Use the following steps to connect to the worker nodes for your cluster.
[AZURE.IMPORTANT] If you use an SSH key to authenticate your account, you must complete the previous steps to verify that agent forwarding is working.
- Connect to the HDInsight cluster by using SSH as described previously.
- Once you are connected, use the following to retrieve a list of the nodes in your cluster. Replace ADMINPASSWORD with the password for your cluster admin account. Replace CLUSTERNAME with the name of your cluster.This will return information in JSON format for the nodes in the cluster, including
host_name
, which contains the fully qualified domain name (FQDN) for each node. The following is an example of ahost_name
entry returned by the curl command: - Once you have a list of the worker nodes you want to connect to, use the following command from the SSH session to the server to open a connection to a worker node:Replace USERNAME with your SSH user name and FQDN with the FQDN for the worker node. For example,
workernode0.workernode-0-e2f35e63355b4f15a31c460b6d4e1230.j1.internal.cloudapp.net
.[AZURE.NOTE] If you use a password to authentication your SSH session, you will be prompted to enter the password again. If you use an SSH key, the connection should finish without any prompts. - Once the session has been established, the terminal prompt will change from
username@hn#-clustername
tousername@wk#-clustername
to indicate that you are connected to the worker node. Any commands you run at this point will run on the worker node. - Once you have finished performing actions on the worker node, use the
exit
command to close the session to the worker node. This will return you to theusername@hn#-clustername
prompt.
Connect to a Domain-joined HDInsight cluster
Domain-joined HDInsight integrates Kerberos with Hadoop in HDInsight. Because the SSH user is not an Active Direcotry domain user, this user account cannot run Hadoop commands from SSH shell on a domain-joined cluster directly. You must run kinit first.
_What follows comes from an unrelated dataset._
PR #341, opened 2016-05-28
remove usage of CompositeDevice.all since it's marked as deprecated

lurch:
https://github.com/RPi-Distro/python-gpiozero/blob/master/gpiozero/devices.py#L321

To run Hive queries on a Domain-joined HDInsight cluster using SSH
- Connect to a Domain-joined HDInsight cluster using SSH. For instrocutions, see Connect to a Linux-based HDInsight cluster.
- Run kinit. It will ask you for a domain user name and domain user password. For more information on configure domain users for domain-joined HDInsight clusters, see Configure Domain-joined HDInisight clusters.
- Open the Hive console by enter:Then you can run Hive commands.
##Add more accounts
- Generate a new public key and private key for the new user account, as described in the Create an SSH key section.[AZURE.NOTE] The private key should either be generated on a client that the user will use to connect to the cluster, or securely transferred to such a client after creation.
- From an SSH session to the cluster, add the new user with the following command:This will create a new user account, but will disable password authentication.
- Create the directory and files to hold the key by using the following commands:
- When the nano editor opens, copy and paste in the contents of the public key for the new user account. Finally, use Ctrl-X to save the file and exit the editor.
- Use the following command to change ownership of the .ssh folder and contents to the new user account:
- You should now be able to authenticate to the server with the new user account and private key.
Eclipse generate rsa key 2048. ##SSH tunneling
SSH can be used to tunnel local requests, such as web requests, to the HDInsight cluster. The request will then be routed to the requested resource as if it had originated on the HDInsight cluster headnode.
[AZURE.IMPORTANT] An SSH tunnel is a requirement for accessing the web UI for some Hadoop services. For example, both the Job History UI or Resource Manager UI can only be accessed using an SSH tunnel.
For more information on creating and using an SSH tunnel, see Use SSH Tunneling to access Ambari web UI, ResourceManager, JobHistory, NameNode, Oozie, and other web UI's.
##Next steps
Now that you understand how to authenticate by using an SSH key, learn how to use MapReduce with Hadoop on HDInsight.